§ **TASK PROMPT**
Find every line in the records that holds the string "opened". Copy each one.

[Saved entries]
PR #3674, opened 2025-05-29
fix: fix type promotion in `late_binding_update_u0_p` with non-dual types

AayushSabharwal:
Port of #3673 to v10


ChrisRackauckas:
Rebase?

PR #3681, opened 2025-06-02
refactor: BLT sort equations and variables in tearing

AayushSabharwal:
This turned out to be more work than I thought, but it works!


test/initial_values.jl
```diff
@@ -182,7 +183,7 @@ end
     prob = ODEProblem(sys, [], (0.0, 1.0))
     sol = solve(prob)
     @test SciMLBase.successful_retcode(sol)
-    @test sol.u[1] ≈ [1.0, 1.0, 0.5, 0.5]
+    @test sol[x, 1] ≈ [1.0, 1.0, 0.5, 0.5]
```
ChrisRackauckas, line 186: This would be scalar?

ChrisRackauckas (approved):

test/initial_values.jl
AayushSabharwal: `x` is an array symbolic

> `@variables x(t)[1:4] y(t)[1:2]`

hersle:
Does this apply to all system types, e.g. ODEs?

AayushSabharwal:
Yes, all system types will have their equations sorted in BLT order.

ChrisRackauckas:
well there is only one system type 😅

AayushSabharwal:
Yeah, I guess better phrasing is "all types of systems"

hersle:
Ok, that was what I hoped and suspected, great! :smiley:

Are there any current plans to extend the strongly coupled logic to other problems as well, such as `ODEProblem`s?
Or is it easy to manually break a `System` into independent BLT blocks, to solve it as a sequence of smaller `*Problems`?

AayushSabharwal:
The FMI test fails because it relies on variable order. I have a fix locally and verified that it works. Will let the rest of CI run, and if it passes I'll just push and merge.

PR #3683, opened 2025-06-02
refactor: remove old `==` and `hash` implementation for `System`

AayushSabharwal:
## Checklist


isaacsas:
Should this be something we should drop in Catalyst too then? Is there now no notion of system equality, or is there another approach we should be taking?

AayushSabharwal:
Yes. Its utility is questionable at best and the implementation is difficult and bug-prone. For the longest time, `hash` and `==` didn't agree which is bad.

ChrisRackauckas:
Yes, this was an intended change with the v10 that got missed somehow. But basically, the fallback `==` definition is more accurate than this overload which misses a few things.

ChrisRackauckas (approved):

ChrisRackauckas:
Can merge, but we should make sure https://github.com/SciML/ModelingToolkit.jl/pull/3681 has all downstream green and passing before. We have enough downstream updated now that even extensions should all be fine, sans SI

PR #4150, opened 2026-01-13
fix: avoid false positives in consistency check

AayushSabharwal:
Port of #4047 to v11


AayushSabharwal:
MTK/InterfaceI symbolic event failures are https://github.com/SciML/DiffEqBase.jl/issues/1268.

PR #4154, opened 2026-01-13
Add codegen for `BVProblem`s with cost functions

SebastianM-C:
Co-Authored-By: Claude Opus 4.5 <noreply@anthropic.com>

## Checklist

## Additional context

This is needed for https://github.com/SciML/BoundaryValueDiffEq.jl/pull/413

### DIFF
--- a/lib/ModelingToolkitBase/src/systems/codegen.jl
+++ b/lib/ModelingToolkitBase/src/systems/codegen.jl
@@ -641,7 +641,7 @@ function generate_boundary_conditions(
     cons = [con.lhs - con.rhs for con in constraints(sys)]
     conssubs = Dict{SymbolicT, SymbolicT}()
     get_constraint_unknown_subs!(conssubs, cons, stidxmap, iv, BVP_SOLUTION)
-    substituter = SU.Substituter{false)(conssubs)
+    substituter = SU.Substituter{false}(conssubs)
     cons = map(substituter, cons)
 
     init_conds = SymbolicT[]


AayushSabharwal:
This needs a test

SebastianM-C:
The `Lotka-Volterra` and the `Cost function compilation` from `InterfaceII` pass locally with https://github.com/SciML/BoundaryValueDiffEq.jl/pull/413 
After that PR is merged and we have a release, I can add more tests here.

ErikQQY:
Just tagged a new release of BoundaryValueDiffEq.jl with general parameter estimation and optimal control functionality, please let me know if there are any issues :)

SebastianM-C:
I added more tests and fixed a bug with `EvalAt` in the boundary condition specification. I was not sure if we want to go with the `wrap_delays` when calling `build_function_wrapper`, so I made the minimal set of changes to get `EvalAt` working.

Another thing that I noticed is that the tests for the ODEs with constraints were failing because the constraints are evaluated internally in a different manner than the solution interpolant and for the `dt`s that were used in the tests, the discrepancy was significant. I assume that the `EvalSol` based interpolation that is internally used converges  easier than the interpolation used for the solution. I was wondering if there are any guidelines on how should we choose the `dt` because even if it's adaptive, the less accurate internal interpolant can lead to solution that don't actually satisfy the constraints to the same extent.

lib/ModelingToolkitBase/src/systems/codegen.jl
```diff
@@ -639,11 +639,11 @@ function generate_boundary_conditions(
     # sol = get_bv_solution_symbol(ns)
 
     cons = [con.lhs - con.rhs for con in constraints(sys)]
-    # conssubs = Dict()
-    # get_constraint_unknown_subs!(conssubs, cons, stidxmap, iv, sol)
-    # cons = map(x -> substitute(x, conssubs), cons)
+    conssubs = Dict{SymbolicT, SymbolicT}()
+    get_constraint_unknown_subs!(conssubs, cons, stidxmap, iv, BVP_SOLUTION)
+    cons = map(x -> substitute(x, conssubs), cons)
```
AayushSabharwal:
```suggestion
    get_constraint_unknown_subs!(conssubs, cons, stidxmap, iv, BVP_SOLUTION)
    substituter = SU.Substituter{false)(conssubs)
    cons = map(substituter, cons)
```

The `Substituter` interface caches intermediate substitutions, so it can be much faster when repeatedly substituting the same `Dict` into multiple expressions.

lib/ModelingToolkitBase/test/bvproblem.jl
```diff
@@ -338,4 +356,46 @@ end
...
+    sol = solve(bvp, MIRK4(), dt = 0.05)
+    @test SciMLBase.successful_retcode(sol)
+
+    costfn = ModelingToolkitBase.generate_bvp_cost(
+        lksys; expression = Val{false}, wrap_gfw = Val{true}
+    )
+    @test costfn(sol, bvp.p) ≈ log(sol(0.56; idxs = y(t)) + sol(0.0; idxs = x(t))) - sol(0.4; idxs = x(t))^2
+end
+
+@testset "Parameter elstimation" begin
```
AayushSabharwal:
```suggestion
@testset "Parameter estimation" begin
```

AayushSabharwal (approved):
Will merge once tests pass

lib/ModelingToolkitBase/src/systems/codegen.jl
```diff
@@ -639,11 +639,12 @@ function generate_boundary_conditions(
     # sol = get_bv_solution_symbol(ns)
 
     cons = [con.lhs - con.rhs for con in constraints(sys)]
-    # conssubs = Dict()
-    # get_constraint_unknown_subs!(conssubs, cons, stidxmap, iv, sol)
-    # cons = map(x -> substitute(x, conssubs), cons)
+    conssubs = Dict{SymbolicT, SymbolicT}()
+    get_constraint_unknown_subs!(conssubs, cons, stidxmap, iv, BVP_SOLUTION)
+    substituter = SU.Substituter{false)(conssubs)
```
AayushSabharwal:
```suggestion
    substituter = SU.Substituter{false}(conssubs)
```

Oops 😅

AayushSabharwal:
I've dug into all of the test failures here, and none of them seem to be caused by this PR (they show up on other branches, and only started cropping up today). As such, I'm merging this PR. Hopefully the other issues can be resolved soon.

§ **ANSWER TO THE EXERCISE**
PR #3674, opened 2025-05-29
PR #3681, opened 2025-06-02
PR #3683, opened 2025-06-02
PR #4150, opened 2026-01-13
PR #4154, opened 2026-01-13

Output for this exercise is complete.